PR #771, opened 2026-07-27
Keep concurrency locks across non-graceful job release

### LINKED ISSUE #735: limits_concurrency bypassed after non-graceful shutdown
## Summary

When a worker is force-killed during shutdown (shutdown timeout exceeded), jobs protected by limits_concurrency can run concurrently after restart.

## Steps to reproduce

```
class SlowJob < ActiveJob::Base
  limits_concurrency key: "slow_job", duration: 5.minutes

  def perform
    sleep 1.hour
  end
end
```

1. Enqueue 3 SlowJob instances
2. Start SolidQueue supervisor in fork mode (worker thread_pool_size: 3)
3. Wait for the first job to start (semaphore acquired, others blocked)
4. Send SIGTERM to the supervisor
5. SolidQueue.shutdown_timeout (default 5s) expires — supervisor force-kills the worker
6. Start a new supervisor
7. Two or more jobs start Performing concurrently, violating the concurrency limit of 1

## Expected behavior

Only one SlowJob runs at a time after restart, same as before the shutdown.

## Actual behavior

Multiple jobs with the same concurrency key run simultaneously after restart.

## Root cause

Supervisor#start calls start_processes (line 39), which starts the dispatcher and workers concurrently. The dispatcher's ConcurrencyMaintenance is initialized with Concurrent::TimerTask.new(run_now: true), so it does run expire_semaphores and unblock_blocked_executions at boot — but in a background thread. Meanwhile, the worker starts polling immediately and can claim multiple jobs before the maintenance thread completes.

## The sequence:

1. Old worker is force-killed mid-job, leaving a stale semaphore in solid_queue_semaphores
2. Release claimed jobs runs, putting the interrupted job back in the ready queue
3. New supervisor starts — dispatcher and workers boot concurrently
4. Dispatcher's maintenance starts in a background thread (Concurrent::TimerTask)
5. Worker starts polling (every 0.1s), claims multiple ready jobs before maintenance has expired the stale semaphore and unblocked blocked executions
6. Concurrency limit is violated

## Observed in production logs

14:38:39 Supervisor wasn't terminated gracefully - shutdown timeout exceeded (5018.5ms)
14:38:39 Release claimed jobs (90.1ms)  size: 1
...
14:51:47 ==> Your service is live
14:51:50 [Job ff2291c7] Performing RefreshDataJob (az4n-8mr2)
14:51:50 [Job b1ddfa0c] Performing RefreshDataJob (6sqe-dvqs)

Both jobs use limits_concurrency key: self (limit 1) but started in the same second after a deploy that triggered a non-graceful shutdown.

## Possible fix

Run ConcurrencyMaintenance#expire_semaphores and #unblock_blocked_executions synchronously during dispatcher boot, before workers start polling. This would ensure stale semaphores from dead processes are cleaned up before any jobs are claimed.

## Environment
- solid_queue 1.4.0
- Rails 8.1
- Ruby 3.4.7
- PostgreSQL 16
- Fork mode supervisor

rafael-pissardo:
## Summary
- Extend a job's concurrency semaphore expiry when a claimed execution is released back to ready, so the slot stays owned across restart
- Skip expiring semaphores whose key still has a ready job, and run concurrency maintenance synchronously at supervisor boot and dispatcher start before workers can poll
- Add regression tests for the ready-job lock race from non-graceful shutdown

Fixes #735.

## Test plan
- [x] `TARGET_DB=sqlite bundle exec ruby -Itest test/unit/concurrency_maintenance_test.rb`
- [x] `TARGET_DB=sqlite bundle exec ruby -Itest test/integration/concurrency_controls_test.rb`
- [x] `TARGET_DB=sqlite bundle exec ruby -Itest test/models/solid_queue/claimed_execution_test.rb`
- [x] `TARGET_DB=sqlite bundle exec ruby -Itest test/unit/dispatcher_test.rb`
- [x] `TARGET_DB=sqlite bundle exec ruby -Itest test/unit/fork_supervisor_test.rb`
- [x] RuboCop on changed files

### DIFF
--- a/app/models/solid_queue/claimed_execution.rb
+++ b/app/models/solid_queue/claimed_execution.rb
@@ -75,6 +75,10 @@ class SolidQueue::ClaimedExecution < SolidQueue::Execution
   def release
     SolidQueue.instrument(:release_claimed, job_id: job.id, process_id: process_id) do
       unless_already_finalized do
+        # Keep owning the concurrency slot while the job waits to be claimed
+        # again so maintenance cannot expire the lock and unblock another job
+        # for the same key (#735).
+        job.extend_concurrency_lock
         job.dispatch_bypassing_concurrency_limits
         destroy!
       end
--- a/app/models/solid_queue/job/concurrency_controls.rb
+++ b/app/models/solid_queue/job/concurrency_controls.rb
@@ -33,6 +33,12 @@ module SolidQueue
         blocked_execution.present?
       end
 
+      def extend_concurrency_lock
+        return unless concurrency_limited?
+
+        Semaphore.where(key: concurrency_key).update_all(expires_at: concurrency_duration.from_now)
+      end
+
       private
         def concurrency_on_conflict
           job_class.concurrency_on_conflict.to_s.inquiry
--- a/lib/solid_queue/dispatcher/concurrency_maintenance.rb
+++ b/lib/solid_queue/dispatcher/concurrency_maintenance.rb
@@ -6,15 +6,25 @@ module SolidQueue
 
     attr_reader :interval, :batch_size
 
+    class << self
+      def perform(batch_size: SolidQueue::Configuration::DISPATCHER_DEFAULTS[:batch_size])
+        new(nil, batch_size).perform
+      end
+    end
+
     def initialize(interval, batch_size)
       @interval = interval
       @batch_size = batch_size
     end
 
     def start
-      @concurrency_maintenance_task = Concurrent::TimerTask.new(run_now: true, execution_interval: interval) do
-        expire_semaphores
-        unblock_blocked_executions
+      # Run once inline so stale locks are cleared before workers forked alongside
+      # this dispatcher can claim jobs (see #735). The timer then handles the
+      # periodic follow-up without racing that first pass via run_now.
+      perform
+
+      @concurrency_maintenance_task = Concurrent::TimerTask.new(run_now: false, execution_interval: interval) do
+        perform
       end
 
       @concurrency_maintenance_task.add_observer do |_, _, error|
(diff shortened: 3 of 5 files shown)


rosa:
Hey @rafael-pissardo, thanks for this, but I'm not sure these changes are compatible with the way concurrency controls work. What they fix is intentional behaviour. 

> Extend a job's concurrency semaphore expiry when a claimed execution is released back to ready, so the slot stays owned across restart

The expiration is based on the max duration specified in the job's concurrency settings. This means that after that time has passed, we can no longer guarantee that other jobs will run. This is the case no matter what the job is doing. If the job went back to ready, that means that either the worker crashed, or it was gracefully terminated with the job going over the shutdown timeout, or something similar. If the lock expires during that time, we consider that to be the time the job takes to run, and it counts towards the concurrency duration. The concurrency duration is a self-healing mechanism to avoid having jobs blocked forever. The trade-off is that in some cases, depending on the jobs and the duration configured, it might happen that some jobs overlap. This is preferable to having jobs blocked forever. 

> Skip expiring semaphores whose key still has a ready job, and run concurrency maintenance synchronously at supervisor boot and dispatcher start before workers can poll

This is the same idea. If we have ready jobs when their locks have already expired, then they need to overlap with other jobs, that's the way it's intended to work. From the README: 

> Since something can happen that prevents the first job from releasing the semaphore and unblocking the next job (for example, someone pulling a plug in the machine where the worker is running), we have the duration as a failsafe. **Jobs that have been blocked for more than duration are candidates to be released**, but only as many of them as the concurrency rules allow, as each one would need to go through the semaphore dance check. This means that **the duration is not really about the job that's enqueued or being run, it's about the jobs that are blocked waiting**, or about the jobs that would get discarded while the semaphore is closed.

Thank you!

### [REQUIREMENT]
Each line of the records belongs in the answer, reproduced exactly.

### [PROBLEM SOLUTION]
PR #771, opened 2026-07-27
Keep concurrency locks across non-graceful job release

### LINKED ISSUE #735: limits_concurrency bypassed after non-graceful shutdown
## Summary

When a worker is force-killed during shutdown (shutdown timeout exceeded), jobs protected by limits_concurrency can run concurrently after restart.

## Steps to reproduce

```
class SlowJob < ActiveJob::Base
  limits_concurrency key: "slow_job", duration: 5.minutes

  def perform
    sleep 1.hour
  end
end
```

1. Enqueue 3 SlowJob instances
2. Start SolidQueue supervisor in fork mode (worker thread_pool_size: 3)
3. Wait for the first job to start (semaphore acquired, others blocked)
4. Send SIGTERM to the supervisor
5. SolidQueue.shutdown_timeout (default 5s) expires — supervisor force-kills the worker
6. Start a new supervisor
7. Two or more jobs start Performing concurrently, violating the concurrency limit of 1

## Expected behavior

Only one SlowJob runs at a time after restart, same as before the shutdown.

## Actual behavior

Multiple jobs with the same concurrency key run simultaneously after restart.

## Root cause

Supervisor#start calls start_processes (line 39), which starts the dispatcher and workers concurrently. The dispatcher's ConcurrencyMaintenance is initialized with Concurrent::TimerTask.new(run_now: true), so it does run expire_semaphores and unblock_blocked_executions at boot — but in a background thread. Meanwhile, the worker starts polling immediately and can claim multiple jobs before the maintenance thread completes.

## The sequence:

1. Old worker is force-killed mid-job, leaving a stale semaphore in solid_queue_semaphores
2. Release claimed jobs runs, putting the interrupted job back in the ready queue
3. New supervisor starts — dispatcher and workers boot concurrently
4. Dispatcher's maintenance starts in a background thread (Concurrent::TimerTask)
5. Worker starts polling (every 0.1s), claims multiple ready jobs before maintenance has expired the stale semaphore and unblocked blocked executions
6. Concurrency limit is violated

## Observed in production logs

14:38:39 Supervisor wasn't terminated gracefully - shutdown timeout exceeded (5018.5ms)
14:38:39 Release claimed jobs (90.1ms)  size: 1
...
14:51:47 ==> Your service is live
14:51:50 [Job ff2291c7] Performing RefreshDataJob (az4n-8mr2)
14:51:50 [Job b1ddfa0c] Performing RefreshDataJob (6sqe-dvqs)

Both jobs use limits_concurrency key: self (limit 1) but started in the same second after a deploy that triggered a non-graceful shutdown.

## Possible fix

Run ConcurrencyMaintenance#expire_semaphores and #unblock_blocked_executions synchronously during dispatcher boot, before workers start polling. This would ensure stale semaphores from dead processes are cleaned up before any jobs are claimed.

## Environment
- solid_queue 1.4.0
- Rails 8.1
- Ruby 3.4.7
- PostgreSQL 16
- Fork mode supervisor

rafael-pissardo:
## Summary
- Extend a job's concurrency semaphore expiry when a claimed execution is released back to ready, so the slot stays owned across restart
- Skip expiring semaphores whose key still has a ready job, and run concurrency maintenance synchronously at supervisor boot and dispatcher start before workers can poll
- Add regression tests for the ready-job lock race from non-graceful shutdown

Fixes #735.

## Test plan
- [x] `TARGET_DB=sqlite bundle exec ruby -Itest test/unit/concurrency_maintenance_test.rb`
- [x] `TARGET_DB=sqlite bundle exec ruby -Itest test/integration/concurrency_controls_test.rb`
- [x] `TARGET_DB=sqlite bundle exec ruby -Itest test/models/solid_queue/claimed_execution_test.rb`
- [x] `TARGET_DB=sqlite bundle exec ruby -Itest test/unit/dispatcher_test.rb`
- [x] `TARGET_DB=sqlite bundle exec ruby -Itest test/unit/fork_supervisor_test.rb`
- [x] RuboCop on changed files

### DIFF
--- a/app/models/solid_queue/claimed_execution.rb
+++ b/app/models/solid_queue/claimed_execution.rb
@@ -75,6 +75,10 @@ class SolidQueue::ClaimedExecution < SolidQueue::Execution
   def release
     SolidQueue.instrument(:release_claimed, job_id: job.id, process_id: process_id) do
       unless_already_finalized do
+        # Keep owning the concurrency slot while the job waits to be claimed
+        # again so maintenance cannot expire the lock and unblock another job
+        # for the same key (#735).
+        job.extend_concurrency_lock
         job.dispatch_bypassing_concurrency_limits
         destroy!
       end
--- a/app/models/solid_queue/job/concurrency_controls.rb
+++ b/app/models/solid_queue/job/concurrency_controls.rb
@@ -33,6 +33,12 @@ module SolidQueue
         blocked_execution.present?
       end
 
+      def extend_concurrency_lock
+        return unless concurrency_limited?
+
+        Semaphore.where(key: concurrency_key).update_all(expires_at: concurrency_duration.from_now)
+      end
+
       private
         def concurrency_on_conflict
           job_class.concurrency_on_conflict.to_s.inquiry
--- a/lib/solid_queue/dispatcher/concurrency_maintenance.rb
+++ b/lib/solid_queue/dispatcher/concurrency_maintenance.rb
@@ -6,15 +6,25 @@ module SolidQueue
 
     attr_reader :interval, :batch_size
 
+    class << self
+      def perform(batch_size: SolidQueue::Configuration::DISPATCHER_DEFAULTS[:batch_size])
+        new(nil, batch_size).perform
+      end
+    end
+
     def initialize(interval, batch_size)
       @interval = interval
       @batch_size = batch_size
     end
 
     def start
-      @concurrency_maintenance_task = Concurrent::TimerTask.new(run_now: true, execution_interval: interval) do
-        expire_semaphores
-        unblock_blocked_executions
+      # Run once inline so stale locks are cleared before workers forked alongside
+      # this dispatcher can claim jobs (see #735). The timer then handles the
+      # periodic follow-up without racing that first pass via run_now.
+      perform
+
+      @concurrency_maintenance_task = Concurrent::TimerTask.new(run_now: false, execution_interval: interval) do
+        perform
       end
 
       @concurrency_maintenance_task.add_observer do |_, _, error|
(diff shortened: 3 of 5 files shown)


rosa:
Hey @rafael-pissardo, thanks for this, but I'm not sure these changes are compatible with the way concurrency controls work. What they fix is intentional behaviour. 

> Extend a job's concurrency semaphore expiry when a claimed execution is released back to ready, so the slot stays owned across restart

The expiration is based on the max duration specified in the job's concurrency settings. This means that after that time has passed, we can no longer guarantee that other jobs will run. This is the case no matter what the job is doing. If the job went back to ready, that means that either the worker crashed, or it was gracefully terminated with the job going over the shutdown timeout, or something similar. If the lock expires during that time, we consider that to be the time the job takes to run, and it counts towards the concurrency duration. The concurrency duration is a self-healing mechanism to avoid having jobs blocked forever. The trade-off is that in some cases, depending on the jobs and the duration configured, it might happen that some jobs overlap. This is preferable to having jobs blocked forever. 

> Skip expiring semaphores whose key still has a ready job, and run concurrency maintenance synchronously at supervisor boot and dispatcher start before workers can poll

This is the same idea. If we have ready jobs when their locks have already expired, then they need to overlap with other jobs, that's the way it's intended to work. From the README: 

> Since something can happen that prevents the first job from releasing the semaphore and unblocking the next job (for example, someone pulling a plug in the machine where the worker is running), we have the duration as a failsafe. **Jobs that have been blocked for more than duration are candidates to be released**, but only as many of them as the concurrency rules allow, as each one would need to go through the semaphore dance check. This means that **the duration is not really about the job that's enqueued or being run, it's about the jobs that are blocked waiting**, or about the jobs that would get discarded while the semaphore is closed.

Thank you!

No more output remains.